Japan's Bank Index fell 4.8%, though Japan's Nikkei rallied 4.0% during the period (on yen weakness). The quarter saw equity market losses of 4.9% for South Korea (KOSPI), 4.7% in Singapore, 10.2% in Thailand, 9.2% in Malaysia, 6.3% in Indonesia, 9.9% in Philippines and 18.2% in Vietnam. Not all was red in Asia. India's stocks (SENSEX) gained 7.5%. Stocks gained 7.6% in Australia and 7.5% in New Zealand.
Big bank stock losses were not limited to Asia. There was carnage in Brazil, home to Latin America's largest banks. Banco do Brasil sank 30.2%, Banco Bradesco dropped 30.3% and Itau Unibanco fell 21.4%. Brazil's Ibovespa index sank 14.8% during the quarter (27.3% in U.S. dollars).
Bank losses led European indices on the downside. European Banks (STOXX600) dropped 6.9% during the quarter, increasing y-t-d losses to 12.4%. Interestingly, German banks led on the downside, with Deutsche Bank dropping 41.9% and Commerzbank sinking 34.3%. Other losses included Bankia's 19.6%, ING's 19.6%, ABN Amro's 17.4%, Danske's 17.3%, Credit Agricole's 17.1% and Societe Generale's 16.1%. European and Latin American banks competed during the quarter for largest jumps in Credit default swap prices.
Despite the weak banking sector, developed European equities indices for the most part posted gains for the quarter (supported by currency weakness). Major indexes were up 8.2% in the UK, 3.0% in France, 1.7% in Germany, 0.2% in Spain and 1.5% in Sweden. Italy's MIB index dropped 3.5% during the quarter.
Meanwhile, instability reemerged throughout European bonds markets. After beginning the quarter (and May) at 1.78%, Italian yields spiked to 3.13% in late-May. For the quarter, Italian yields rose 89 bps to 2.67% (2-yr yields up 103bps to 2.64%!). Spain's 10-year yields rose 17 bps and Portugal's 18 bps. Spreads widened significantly versus German bunds. The quarter saw bund yields drop a notable 19 bps to 30 bps. German two-year yields declined six bps to negative seven bps (traded as low as negative 77bps in late-May).

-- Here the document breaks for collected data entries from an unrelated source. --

PR #2462, opened 2026-01-10
chore: remove redundant sas token from public test file

BrendanWalsh:
These SAS tokens are redundant as the underlying file is already public. They are also inconvenient because static analysis tools flag them as a hazard.


levscaut (approved):

TomFinley (approved):
Thank you @BrendanWalsh .

PR #2533, opened 2026-03-31
ci: pin remaining GitHub Actions and all Docker base images to immutable references

BrendanWalsh:
## Why

Floating references are mutable. `@master`, `@v2.x`, and a bare image tag can all be repointed at new code by whoever controls the upstream — the classic tag-hijack supply-chain attack. Immutable references (commit SHAs, image digests) remove that class of risk and make builds reproducible.

This also closes the OpenSSF Scorecard **Pinned-Dependencies** check.

Most of the repo was already pinned by earlier work. This PR closes the **last three unpinned/imprecise references** and pins the Docker base images.

### GitHub Actions — 3 workflows

| Workflow | Was | Now | Note |
|---|---|---|---|
| `ado-pr-to-workitem.yml` | `danhellem/…@master` | `@496254e4…` `# master` | floating branch → frozen |
| `remove-awaiting-response-label.yml` | `octokit/request-action@v2.x` | `@02f5e7c6…` `# v2.x` | floating branch → frozen |
| `scorecards.yml` | `codeql-action/upload-sarif@d1ba80a1…` `# v4` | `@5595ccaf…` `# v4.37.6` | already a SHA; moved to the exact release already used by `codeql.yml`, and relabelled with the precise version |

The first two upstreams publish no semver tags, so the pin tracks a branch head frozen at a known-good commit.

### Docker base images — 8 Dockerfiles

Tags are kept alongside the digest (`image:tag@sha256:…`) so the intended version stays readable.

| Image | Digest | Files |
|---|---|---|
| `mirror/docker/library/ubuntu:22.04` | `sha256:104ae837…d813da2fb` | `tools/docker/{demo,minimal}` |
| `openjdk/jdk:11-mariner` | `sha256:eea2eae2…d4bfc7c7` | `tools/helm/{livy,spark,spark/mini,zeppelin}` |
| `mmlspark/spark2.4:v4_mini` | `sha256:a7da0d7c…1a389279` | `tools/helm/{livy/mini,zeppelin/mini}` |

The ubuntu and openjdk pins target the multi-arch OCI **index** digest, which is the correct thing for `FROM`.

## Verification

Every reference was resolved against the live GitHub and MCR registry APIs — 11 of 11 confirmed to match the version in its trailing comment:

- Branch-head pins verified as the current HEAD of `master` / `v2.x`.
- `5595ccaf…` verified by dereferencing annotated tag `v4.37.6`; it is the direct child of the previous `d1ba80a1…`, i.e. a one-release forward move inside major v4 — not a downgrade or cross-major jump.
- Each digest checked both by-digest (exists) and by-tag (tag still resolves to it).

## Impact

**No functional change** — every pin resolves to the same code and images CI was already running.

Trade-off worth naming: the two branch-head pins no longer receive upstream fixes automatically and must be refreshed by hand or by Dependabot. That is the intended effect of pinning, not a defect.

## Checklist

- [x] Does not change dependencies (no `build.sbt` / manifest change)
- [x] Not a new feature — no website samples needed
- [x] No user-facing behavior change

### DIFF
--- a/.github/workflows/ado-pr-to-workitem.yml
+++ b/.github/workflows/ado-pr-to-workitem.yml
@@ -10,7 +10,7 @@ jobs:
   alert:
     runs-on: ubuntu-latest
     steps:
-    - uses: danhellem/github-actions-pr-to-work-item@master
+    - uses: danhellem/github-actions-pr-to-work-item@496254e48adbe7f1ed14a8afb71dc520b2c052ac # master
       env:
         ado_token: '${{ secrets.ADO_PERSONAL_ACCESS_TOKEN }}'
         github_token: '${{ secrets.GH_PERSONAL_ACCESS_TOKEN }}'
--- a/.github/workflows/remove-awaiting-response-label.yml
+++ b/.github/workflows/remove-awaiting-response-label.yml
@@ -13,7 +13,7 @@ jobs:
       github.event.comment.author_association != 'COLLABORATOR'
     steps:
       - name: Remove needs-reply label
-        uses: octokit/request-action@v2.x
+        uses: octokit/request-action@02f5e7c637a73a3b12ed81015fa7fb5f11cc5d7d # v2.x
         continue-on-error: true
         with:
           route: DELETE /repos/:repository/issues/:issue/labels/:label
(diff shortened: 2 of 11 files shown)


ranadeepsingh (approved):

kiratp (approved):

ranadeepsingh:
Thanks for driving this one through, @BrendanWalsh! Pinning every action and base image to an immutable digest closes a real supply-chain gap, and the eight Dockerfiles were the part that's easy to forget. Appreciate the follow-through. :rocket:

U.S. treasuries saw their share of volatility. Ten-year yields began the quarter at 2.73%, jumped to 3.13% on May 17th, before reversing back down to 2.78% on May 29th - before ending the quarter at 2.86%. The first half of the quarter saw yields respond to a booming U.S. economy, the second half to a bursting EM Bubble and the rising prospect of protectionism afflicting a vulnerable global economy.
Local currency EM bonds were hammered. Ten-year yields rose 393 bps in Turkey (to 16.17%), 214 bps in Brazil (11.62%), 123 bps in Hungary (3.60%), 107 bps in Indonesia (7.69%), 86 bps in South Africa (86 bps), 76 bps in Romania (5.17%), 75 bps in Peru (5.57%), 63 bps in Russia (7.66%), 51 bps in India (7.90%), and 27 bps in Mexico (7.58%). It's worth highlighting a few big moves in dollar-denominated EM bonds. Yields surged 200 bps in Argentina (8.65%), 109 bps in Brazil (5.96%) and 95 bps in Turkey (6.79%).
The surging dollar, fading global growth prospects and trade issues made for an interesting quarter in the commodities. WTI crude surged 14.2%, and NYMEX gasoline gained 8.0%. Meanwhile, the strong dollar pressured the precious metals. Golds fell 5.5%, silver 1.5% and Platinum 8.5%. Copper declined 1.3%. Agriculture commodity prices moved all over. Wheat jumped 10.3%, while corn dropped 9.7%. Soybeans sank 17.8%.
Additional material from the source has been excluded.